(REQUIREMENT)
Which lines of the entries below include "issues"? List them all.

(SUPPLIED RECORDS)

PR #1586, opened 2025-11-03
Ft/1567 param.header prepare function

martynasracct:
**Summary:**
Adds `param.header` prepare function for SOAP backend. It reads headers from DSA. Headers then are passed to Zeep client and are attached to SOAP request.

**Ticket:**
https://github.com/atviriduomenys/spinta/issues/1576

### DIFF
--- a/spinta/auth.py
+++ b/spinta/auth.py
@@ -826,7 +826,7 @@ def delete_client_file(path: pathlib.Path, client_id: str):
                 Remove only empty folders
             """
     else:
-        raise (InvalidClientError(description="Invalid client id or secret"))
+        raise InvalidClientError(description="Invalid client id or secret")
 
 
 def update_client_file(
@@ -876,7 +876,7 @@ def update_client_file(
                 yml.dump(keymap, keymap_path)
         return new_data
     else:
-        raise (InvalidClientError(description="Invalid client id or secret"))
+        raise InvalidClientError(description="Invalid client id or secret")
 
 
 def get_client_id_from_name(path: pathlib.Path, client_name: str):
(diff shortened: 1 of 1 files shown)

---

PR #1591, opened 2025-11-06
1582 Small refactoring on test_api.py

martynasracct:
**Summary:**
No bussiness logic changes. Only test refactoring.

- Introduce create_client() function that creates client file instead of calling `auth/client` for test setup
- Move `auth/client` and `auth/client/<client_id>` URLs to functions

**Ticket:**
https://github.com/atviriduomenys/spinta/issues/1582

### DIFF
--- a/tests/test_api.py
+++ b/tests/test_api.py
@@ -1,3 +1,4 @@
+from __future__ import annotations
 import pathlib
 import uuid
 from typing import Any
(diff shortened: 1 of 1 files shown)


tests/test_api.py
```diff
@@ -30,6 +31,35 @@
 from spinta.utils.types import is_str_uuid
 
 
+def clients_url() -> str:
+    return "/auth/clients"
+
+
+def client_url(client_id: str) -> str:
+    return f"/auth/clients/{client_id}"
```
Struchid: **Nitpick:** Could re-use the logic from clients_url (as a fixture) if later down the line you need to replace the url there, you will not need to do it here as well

(SOLUTION FOR THIS TASK)
https://github.com/atviriduomenys/spinta/issues/1576
https://github.com/atviriduomenys/spinta/issues/1582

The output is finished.